Archive for the ‘Boom’ Category
September 6, 2009
The coming of World War II and the end of the Great Depression
According to the conventional wisdom, it was World War II that brought the Depression to an end. At least as far the United States is concerned, it is indeed true that it was the war mobilization that finally ended the mass unemployment that had existed since the fall of 1929.
Mass unemployment that was lingering in the United States as late as 1941 gave way to the “war prosperity” that the United States enjoyed during World War II. As far as many, perhaps most, Americans were concerned—the exception being those who faced actual combat—the wartime shortages and rationing, and even the rigors of military service, were a relief from the chronic idleness and hopelessness that had marked the Depression years.
Lives and careers that had been put on hold through the Depression decade could finally get back on track. People who had not been able to get any meaningful job during the 1930s could finally get jobs, get married, and start to raise families. This is the reason why the United States experienced a baby boom when the war ended.

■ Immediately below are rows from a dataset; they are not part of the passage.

PR #7126, opened 2025-06-02
BL-14791 toolbox subscription badges and overlays

nabalone:
This change is [Reviewable](https://reviewable.io/reviews/BloomBooks/BloomDesktop/7126)

### DIFF
--- a/src/BloomBrowserUI/bookEdit/toolbox/motion/motionTool.tsx
+++ b/src/BloomBrowserUI/bookEdit/toolbox/motion/motionTool.tsx
@@ -18,6 +18,8 @@ import {
     kBloomCanvasClass
 } from "../../js/bloomImages";
 import { css } from "@emotion/react";
+import { kMotionToolId } from "../toolIds";
+import { RequiresSubscriptionOverlayWrapper } from "../../../react_components/requiresSubscription";
 
 // The toolbox is included in the list of tools because of this line of code
 // in tooboxBootstrap.ts:
@@ -35,7 +37,6 @@ export class MotionTool extends ToolboxToolReactAdaptor {
 
     public makeRootElement(): HTMLDivElement {
         const root = document.createElement("div");
-        root.setAttribute("class", "ui-motionBody");
         this.rootControl = (ReactDOM.render(
             <MotionControl
                 onPreviewClick={() => this.toggleMotionPreviewPlaying()}
@@ -284,8 +285,10 @@ export class MotionTool extends ToolboxToolReactAdaptor {
     }
 
     public id(): string {
-        return "motion";
+        return kMotionToolId;
     }
+
+    public featureName? = kMotionToolId;
 
     private getBloomCanvasToAnimate(): HTMLElement | null {
         const page = this.getPage();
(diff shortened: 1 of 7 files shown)


nabalone (commented):
> *[Reviewable](https://reviewable.io/reviews/BloomBooks/BloomDesktop/7126)* status: 0 of 8 files reviewed, 5 unresolved discussions

___
*[`src/BloomBrowserUI/bloomUI.less` line 186 at r1](https://reviewable.io/reviews/BloomBooks/BloomDesktop/7126#-ORmUpNn-W5xbB2EpA4w:-ORmUpNn-W5xbB2EpA4x:bpb3wvv) ([raw file](https://github.com/BloomBooks/BloomDesktop/blob/e6479cba760085478bdfe915b1c2e837f0791992/src/BloomBrowserUI/bloomUI.less#L186)):*
> ```Less
> 
> // Moved from toolbox.less to here so it can be used by templatePagePreview
> [data-feature]::after {
> ```

We don't want the purple dots on the toolbox checkboxes anymore. The purple dots on the page templates are added by different code
___
*[`src/BloomBrowserUI/bookEdit/toolbox/toolbox.less` line 218 at r1](https://reviewable.io/reviews/BloomBooks/BloomDesktop/7126#-ORmUzKmDqV-PCI0-jD9:-ORmUzKmDqV-PCI0-jDA:b8qovy4) ([raw file](https://github.com/BloomBooks/BloomDesktop/blob/20c20792f2074c96bbe1641c00b9d34cf4fa6e9f/src/BloomBrowserUI/bookEdit/toolbox/toolbox.less#L218)):*
> ```Less
> }
> 
> // Only show the subscription badge for tools with data-feature
> ```

Is there a better way to do this?
___
*[`src/BloomBrowserUI/bookEdit/toolbox/motion/motionTool.tsx` line 291 at r1](https://reviewable.io/reviews/BloomBooks/BloomDesktop/7126#-ORmVlrz5CXWyT6byG7I:-ORmVlrz5CXWyT6byG7J:b-bmm1t6) ([raw file](https://github.com/BloomBooks/BloomDesktop/blob/20c20792f2074c96bbe1641c00b9d34cf4fa6e9f/src/BloomBrowserUI/bookEdit/toolbox/motion/motionTool.tsx#L291)):*
> ```XML
>     }
> 
>     public static featureName?: string | undefined = kMotionToolId;
> ```

I wanted it to be static so I can reuse it on the SubscriptionOverlayWrapper in MotionControl below, where we don't have a MotionTool instance. That way we have one source of truth for both the subscription badge and the subscription overlay. But is it too silly to have both a static and a non-static version like this? Is there a better way?

Also in MusicTool and OverlayTool
___
*[`src/BloomBrowserUI/bookEdit/toolbox/motion/motionTool.tsx` line 38 at r1](https://reviewable.io/reviews/BloomBooks/BloomDesktop/7126#-ORmVJeaCtmcqmvAvfo3:-ORmVJeaCtmcqmvAvfo4:byug2tu) ([raw file](https://github.com/BloomBooks/BloomDesktop/blob/e6479cba760085478bdfe915b1c2e837f0791992/src/BloomBrowserUI/bookEdit/toolbox/motion/motionTool.tsx#L38)):*
> ```XML
>     public makeRootElement(): HTMLDivElement {
>         const root = document.createElement("div");
>         root.setAttribute("class", "ui-motionBody");
> ```

This sets the class on a parent element which makes it apply to the subscription overlay, which we don't want. We are already setting ui-motionBody on the appropriate child element elsewhere
___
*[`src/BloomBrowserUI/bookEdit/toolbox/overlay/overlayTool.tsx` line 656 at r1](https://reviewable.io/reviews/BloomBooks/BloomDesktop/7126#-ORmXbdt4I2-H8pmCaVb:-ORmXbdt4I2-H8pmCaVc:bk4zhgm) ([raw file](https://github.com/BloomBooks/BloomDesktop/blob/20c20792f2074c96bbe1641c00b9d34cf4fa6e9f/src/BloomBrowserUI/bookEdit/toolbox/overlay/overlayTool.tsx#L656)):*
> ```XML
>         <div id="overlayToolControls">
>             <RequiresSubscriptionOverlayWrapper
>                 featureName={OverlayTool.featureName as string}
> ```

Here we could use theOneOverlayTool.featureName and then get rid of the static version, but I did this to be consistent with MusicTool and MotionTool, see comment above

nabalone (commented):
> *[Reviewable](https://reviewable.io/reviews/BloomBooks/BloomDesktop/7126)* status: 2 of 8 files reviewed, 9 unresolved discussions (waiting on @JohnThomson)

___
*[`src/BloomBrowserUI/bookEdit/toolbox/toolbox.less` line 156 at r1](https://reviewable.io/reviews/BloomBooks/BloomDesktop/7126#-ORqXhOu5hQIwYACdHBD:-ORrd6p057RRvq1qSbLF:b-rqyeyr) ([raw file](https://github.com/BloomBooks/BloomDesktop/blob/20c20792f2074c96bbe1641c00b9d34cf4fa6e9f/src/BloomBrowserUI/bookEdit/toolbox/toolbox.less#L156)):*

Puzzling. One of the items can grow, so I think all the space will be taken up, so what does centering accomplish?
</blockquote></details>

align-items works on the cross-axis, in this case to put the items at similar vertical placements

___
*[`src/BloomBrowserUI/bookEdit/toolbox/toolbox.less` line 218 at r1](https://reviewable.io/reviews/BloomBooks/BloomDesktop/7126#-ORmUzKmDqV-PCI0-jD9:-ORrnBXt3dXyrq8Khrwy:blnje7o) ([raw file](https://github.com/BloomBooks/BloomDesktop/blob/20c20792f2074c96bbe1641c00b9d34cf4fa6e9f/src/BloomBrowserUI/bookEdit/toolbox/toolbox.less#L218)):*

I'm probably missing something, but why did we add a subscription badge at all to any tool that doesn't have the feature? The presence/absence of data-feature is not going to change, so badges on features without it will never be seen, so why have the badge?
Assuming there's a reason for the badge to exist when we don't want to show it, I think this is reasonable.
</blockquote></details>

You're right, I can't think of a reason
___
*[`src/BloomBrowserUI/bookEdit/toolbox/toolbox.ts` line 953 at r1](https://reviewable.io/reviews/BloomBooks/BloomDesktop/7126#-ORqZYtN3yX1lkEBHA0Y:-ORrn98H2SE9GQKUiiYT:b-896fix) ([raw file](https://github.com/BloomBooks/BloomDesktop/blob/20c20792f2074c96bbe1641c00b9d34cf4fa6e9f/src/BloomBrowserUI/bookEdit/toolbox/toolbox.ts#L953)):*

I think here I would just make the badge span be inside ${rectTool.featureName ? "<span.../span>" : ""}
</blockquote></details>

Done.
___
*[`src/BloomBrowserUI/bookEdit/toolbox/toolbox.ts` line 1349 at r1](https://reviewable.io/reviews/BloomBooks/BloomDesktop/7126#-ORqaANF00GqagCrPRcp:-ORrnzwX9TttZ6Q2KXVi:bjg14m6) ([raw file](https://github.com/BloomBooks/BloomDesktop/blob/20c20792f2074c96bbe1641c00b9d34cf4fa6e9f/src/BloomBrowserUI/bookEdit/toolbox/toolbox.ts#L1349)):*

Do we need to build the list of promises and await them? I don't think any callers need to wait until all the badges have titles, so can't we just let it complete in its own time?
Of course we'd be glad we did if we ever NEED to await the completion of this function, but I think YAGNI applies. Then again, the code is written, so I don't see any harm in keeping it. Up to you.
</blockquote></details>

Huh, yeah, that was a relic of a previous way I had implemented this. Since it's not affecting anything now, I guess I'll leave it
___
*[`src/BloomBrowserUI/bookEdit/toolbox/motion/motionTool.tsx` line 291 at r1](https://reviewable.io/reviews/BloomBooks/BloomDesktop/7126#-ORmVlrz5CXWyT6byG7I:-ORrpQMUC56CgitpVn3X:bhc8tzr) ([raw file](https://github.com/BloomBooks/BloomDesktop/blob/20c20792f2074c96bbe1641c00b9d34cf4fa6e9f/src/BloomBrowserUI/bookEdit/toolbox/motion/motionTool.tsx#L291)):*

My first thought it to just use MotionTool.featureName wherever you need it. But probably there's a reason featureName needs to be an instance property, e.g., so some code can find the featureName of any tool object it happens to have. In that case I think what you have is OK.
There might be some advantage in defining the constant independently (kMotionToolFeatureName) in another file so that MotionControl (which I think is in the content page bundle?) doesn't have to import the whole MotionTool (which belongs in the toolbox). But we have so many cross-links that it's probably hopeless to keep this code out of the common bundle.
</blockquote></details>

We decided to use the id

nabalone (commented):
> *[Reviewable](https://reviewable.io/reviews/BloomBooks/BloomDesktop/7126)* status: 7 of 8 files reviewed, 1 unresolved discussion (waiting on @JohnThomson)

___
*[`src/BloomBrowserUI/bookEdit/toolbox/toolbox.less` line 218 at r1](https://reviewable.io/reviews/BloomBooks/BloomDesktop/7126#-ORmUzKmDqV-PCI0-jD9:-ORwcCJI3iILzeML0XWv:bb6un1j) ([raw file](https://github.com/BloomBooks/BloomDesktop/blob/20c20792f2074c96bbe1641c00b9d34cf4fa6e9f/src/BloomBrowserUI/bookEdit/toolbox/toolbox.less#L218)):*

I think you removed all the badges where the aren't wanted, so can you remove these new rules too?
</blockquote></details>

Done
___
*[`src/BloomBrowserUI/bookEdit/toolbox/settings/Settings.pug` line 26 at r1](https://reviewable.io/reviews/BloomBooks/BloomDesktop/7126#-ORqeDk8ENwv2apgWe-u:-ORwcHDX5TE0hohVeWXN:bb6un1j) ([raw file](https://github.com/BloomBooks/BloomDesktop/blob/20c20792f2074c96bbe1641c00b9d34cf4fa6e9f/src/BloomBrowserUI/bookEdit/toolbox/settings/Settings.pug#L26)):*

Can we just leave this out of tools where we don't want it, instead of including it and then writing CSS to hide it?
</blockquote></details>

Done

JohnThomson (approved):
> *[Reviewable](https://reviewable.io/reviews/BloomBooks/BloomDesktop/7126)* status: 7 of 8 files reviewed, 1 unresolved discussion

As I have explained in earlier posts, a full-scale war economy is very different than the boom phase of the industrial cycle, even if both a boom and a war economy reduce or eliminate unemployment. The shift of the United States to an all-out war economy starting in 1942 implied a net consumption of the value of capital in the United States rather than the accumulation of capital that occurs during the boom phase of the industrial cycle.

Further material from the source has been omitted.